GOAL OF THE EXERCISE — Give back the full set of entries exactly, keeping each line intact.

INPUT FOR THIS TASK —
PR #732, opened 2020-07-22
[SDPA-4133] Add Hover State to Feedback Form Cancel Button

Yuuupie:
**JIRA issue:** https://digital-engagement.atlassian.net/browse/SDPA-4133

### Changed

1.  Hover colour/state of cancel button in feedback form.

### Screenshots

image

EXERCISE RESULT —
PR #732, opened 2020-07-22
[SDPA-4133] Add Hover State to Feedback Form Cancel Button

Yuuupie:
**JIRA issue:** https://digital-engagement.atlassian.net/browse/SDPA-4133

### Changed

1.  Hover colour/state of cancel button in feedback form.

### Screenshots

image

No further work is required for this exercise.